**What this task involves**
Set out the records again, keeping every word as it is.
# # # # #
PR #2181, opened 2021-05-12
More efficient SmartCacheLoader

cgrain:
### Description

On [this website](https://sagivtech.com/2017/09/19/optimizing-pytorch-training-code/) it is advised to delete tensors explicitly (with `del`) when the program is done with it. Applying that, I have made a small change in SmartCacheLoader that reflects that. I have also added a small unit test that ensures that the updated cache is indeed what it needs to be. 

### Status
**Ready**

### Types of changes

### DIFF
# # # # #
**Task solution**
PR #2181, opened 2021-05-12
More efficient SmartCacheLoader

cgrain:
### Description

On [this website](https://sagivtech.com/2017/09/19/optimizing-pytorch-training-code/) it is advised to delete tensors explicitly (with `del`) when the program is done with it. Applying that, I have made a small change in SmartCacheLoader that reflects that. I have also added a small unit test that ensures that the updated cache is indeed what it needs to be. 

### Status
**Ready**

### Types of changes

### DIFF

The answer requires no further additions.